Mr. Braun will continue to circle the globe and will be a keynote speaker at the 4th Annual Congress and Expo of Molecular Diagnostics in Beijing next week. Verisante will also have information booths at the 20th Congress of the European Academy of Dermatology and Venereology in Lisbon, Portugal in October and at Medica 2011 in November. Medica is the world's largest international medical trade show.
Our Updated Outlook / Financial Model
As noted, when we initiated coverage of Verisante in February our financial model incorporated the assumption that Aura would be priced at CDN $30k (which was the figure used in Verisante's investor presentation at the time). Based on the feedback that management has received relative to pricing, we feel CDN $30k may be conservative and have updated our model with the assumption that Aura sells for CDN $45k instead - which is still more conservative than the CDN $60k that was mentioned would not be an unrealistic price point for Aura. Depending on where demand / price shakes out when Aura launches, we will update our model again.

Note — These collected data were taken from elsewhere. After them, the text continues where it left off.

PR #15978, opened 2017-02-28
Update magic ES6 script to allocate work by email address

SiAdcock:
## What does this change?

The script previously allocated modules to developers using their GitHub username. This created some inconsistent behaviour as `config.user.name` ought to contain the user's full name (but doesn't have to). 

I have updated the script to use email addresses instead as they are more reliable (although admittedly this could behave inconsistently too!).

If this doesn't work for individual users, they should be directed to manually update their email address in [`es5to6-files-per-user.js`](https://github.com/guardian/frontend/blob/master/tools/es5to6-files-per-user.js)

Magic ES6 script will work (kinda) 🎩  🐇 

No


tools/es5to6.json
```diff
@@ -1,5 +1,138 @@
...
+    "projects/commercial/modules/dfp/display-lazy-ads.js",
+    "projects/commercial/modules/dfp/empty-advert.js",
+    "projects/commercial/modules/dfp/enable-lazy-load.js",
+    "projects/commercial/modules/dfp/fill-advert-slots.js",
+    "projects/commercial/modules/dfp/get-advert-by-id.js",
+    "projects/commercial/modules/dfp/get-adverts.js",
+    "projects/commercial/modules/dfp/get-creative-ids.js",
+    "projects/commercial/modules/dfp/lazy-load.js",
+    "projects/commercial/modules/dfp/load-advert.js",
+    "bootstraps/enhanced/crosswords.js",
```
regiskuckaertz: 😨  that will be fun

tools/es5to6-files-per-user.js
```diff
@@ -18,37 +18,37 @@ const filesPerHuman = (filesToCheck, humans) =>
...
-    'rich-nguyen',
-    'katebee',
-    'Calum-Campbell',
-    'ScottPainterGNM',
+    'francis.carr@guardian.co.uk',
+    'jon.norman@guardian.co.uk',
+    'regis.kuckaertz@guardian.co.uk',
+    'rich.nguyen@guardian.co.uk',
+    'kate.whalen@guardian.co.uk',
+    'calum.campbell@guardian.co.uk',
```
regiskuckaertz: @Calum-Campbell  is not part of the commercial team anymore, but @lps88 is. Also I'm not sure @ScottPainterGNM will be comfortable handling these. Scott, happy to pair with you if you want.

SiAdcock: Thanks @regiskuckaertz. Perhaps we can move Calum to misc. I'm going to send a mass email around to gather recruits!

SiAdcock:
Closing this as using `user.email` is no more reliable than `user.name`. I've sent around an email to gather the necessary data

PR #15979, opened 2017-02-28
Make sure email forms appear correctly for Sleeve Notes sign up

lmath:
We are going to run a test where new subscribers to sleeve notes get either the new
or old version of the email, and so we need to add two new ids for old/new versions of the email for these new subscribers and indicate that they should appear with a 'review' tone. 

Also, if a user unsubscribes from any Sleeve Notes email, we need to ensure that they are unsubscribed from any of the three lists (after the test, when all users are merged into one list, we can remove this unsubscribe hack). 

And so finally, the sign up form should appear correctly regardless of whether the user gets subscribed to the new or old version during the test.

Our forecasted launch timelines remain unchanged as does our estimated unit sales (of both Aura and the endcaps) and gross margins. We look for Verisante to gain Health Canada regulatory approval and CE Marking by the current year-end and model Verisante to begin generating revenue through sales of Aura in Canada, Europe and Australia beginning in 2012 - which is also unchanged from our initial expectations. We are very encouraged by the progress Verisante has made to-date relative to commercialization of Aura and continue to be highly positive on the company.

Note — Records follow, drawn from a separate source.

PR #15980, opened 2017-02-28
Use a slot ready wait before displaying ads

rich-nguyen:
This enables the switch test to complete some async work before the googletag `display` call is made. Third parties may need to update the slot with additional targeting, this permits that to happen, whilst allowing the standard Advert lifecycle to continue with no delay.

## Tested in CODE?
Yes


static/src/javascripts-legacy/projects/commercial/modules/dfp/load-advert.js
```diff
@@ -5,8 +5,14 @@ define([
     return loadAdvert;
 
     function loadAdvert(advert) {
-        Advert.startLoading(advert);
-        window.googletag.display(advert.id);
-        dfpEnv.firstAdDisplayed = true;
+        advert.whenSlotReady
```
regiskuckaertz: Are you not renaming this to `displayAdvert`?

static/src/javascripts-legacy/projects/commercial/modules/dfp/prepare-switch-tag.js
```diff
@@ -74,19 +74,25 @@ define([
...
             var adUnitIds = findAdUnitIds(sizeMapping.size);
 
             adUnitIds.forEach(function(adUnitId) {
                 if (adUnitId){
-                    __switch_zero.units.push({
-                        dfpDivId: dfpDivId,
-                        switchAdUnitId: adUnitId
-                    });
+                    promises.push(new Promise(function(resolve){
+                        __switch_zero.units.push({
```
regiskuckaertz: I wonder if an exception will be swallowed here, should it happen? I think inside a resolver function, you have to explicitly call `reject` so that the error can be caught later on.

regiskuckaertz (approved):
Brill 💥

static/src/javascripts-legacy/projects/commercial/modules/dfp/prepare-switch-tag.js
```diff
@@ -74,19 +74,25 @@ define([
     function pushAdUnit(dfpDivId, sizeMapping) {
 
         var __switch_zero = window.__switch_zero;
+        var promises = [];
 
         if (__switch_zero) {
             var adUnitIds = findAdUnitIds(sizeMapping.size);
 
             adUnitIds.forEach(function(adUnitId) {
```
regiskuckaertz: Just an idea here: you could return a `map` of `adUnitId`s to `Promise`s objects and just return `Promise.resolve()` in the other case.

lps88 (approved):
Nice, can we merge this soon? It'll be useful for my test! 👍

static/src/javascripts-legacy/projects/commercial/modules/dfp/load-advert.js
rich-nguyen: I wanted to, but some of the metrics have been sent as `loadStart` and `loadEnd` for a while now, which made me think twice. Also, our `Advert` object has `rendering` vars, and it's not going to be obvious what the difference is between "display" and "render". The real answer lies in Googletag's implementation, where render occurs within display, and display really means "load and render".

static/src/javascripts-legacy/projects/commercial/modules/dfp/prepare-switch-tag.js
rich-nguyen: I thought an exception thrown in the executor will cause the promise to be rejected. Otherwise, every promise we write would need a try-catch and an explicit call to `reject`.

rich-nguyen:
@lps88 I love it when that happens! Hopefully will merge today.

static/src/javascripts-legacy/projects/commercial/modules/dfp/prepare-switch-tag.js
rich-nguyen: Yes, however I didn't want to burden the caller with unpacking the return type. Also, there's currently no reason for any other module to care about Switch-specific adunit ids.

PR #16035, opened 2017-03-03
Adding Flowtype to the new world

gtrufitt:
## What does this change?

Makes flowtype checking available to the ES6 JS.  

Typing our JS, in particular our libs/utils, ensures a higher level of safety and documentation that we didn't previously have.

## Tested in CODE?
Not yet.

- [x] Need a global promise so we can use webpack imports as current require fails flow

Increasing the assumed price point for Aura had the effect of moving our revenue estimates for 2012, 2013 and 2014 (the latest year we model) from CDN $3.8MM, $15.6MM and $36MM to CDN $5.4MM, $21.2MM and $48.3MM currently. We have also made some adjustments to projected operating expenses and share count outstanding. The net result was EPS in 2012, 2013 and 2014 moving from CDN ($0.05), $0.05 and $0.18 to CDN ($0.05) - unchanged, $0.07 and $0.20 currently.

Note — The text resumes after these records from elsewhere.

PR #16036, opened 2017-03-03
Include lodash find in check-dispatcher

SiAdcock:
## What does this change?

It looks like the lodash `find` method was not included in `check-dispatcher` when it was created in #15802. The behaviour was reverting to the non-standard [`window.find`](https://developer.mozilla.org/en-US/docs/Web/API/Window/find) method, which does something completely different to lodash's `find` and doesn't exist in some browsers, throwing a `ReferenceError`.

Check now does the correct thing. 

No

## Tested in CODE?

No

### DIFF
--- a/static/src/javascripts-legacy/lib/check-dispatcher.js
+++ b/static/src/javascripts-legacy/lib/check-dispatcher.js
@@ -1,10 +1,12 @@
 define([
+    'lodash/collections/find',
     'lib/config',
     'lib/check-mediator',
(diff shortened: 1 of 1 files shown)


sndrs:
can we regex it, avoiding the dependency?

sndrs:
sorry, misunderstood this completely!

can we use `indexOf` to avoid it?

sndrs (approved):
deleted a load of comments, changed my mind entirely :)

do it

PR #16039, opened 2017-03-03
Remove old participation work

gtrufitt:
## What does this change?

Removes some old files that aren't used.

Tidy tidy.


SiAdcock (approved):
🎉

PR #16040, opened 2017-03-03
Remove dead drop-while utility

gu-stav:
## What does this change?

Removes dead code from `lib/`.

Less code.


SiAdcock (approved):
👋

PR #16041, opened 2017-03-03
Add commercial endpoints for getting Preview Urls for creatives

JonNorman:
### Background
We are developing a small tool for the Ad Ops team that will ultimately provide a way of screen grabbing all ads from a given campaign as they appear on various sections of theguardian.com. To force a creative to show on a given page a Preview URL can be generated by DFP.

### What does this PR do?
This PR creates a couple of "ad grabber" API routes that can be used to get:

Valuation - Raising Price Target
We continue to value Verisante using 25x our 2014 EPS estimate and discounting this back at 20% per year. With our 2014 EPS estimate moving from CDN $0.18 to $0.20 our valuation for Verisante has moved from approximately $2.25/share to $2.60/share (U.S.$ / CDN $ exchange rate remains at approximately 1/1). While the stock is up 97% since our February initiation, with the shares currently trading at $0.77, we continue to believe the stock is undervalued and are maintaining our Outperform rating on Verisante.
Disclosure: I have no positions in any stocks mentioned, and no plans to initiate any positions within the next 72 hours.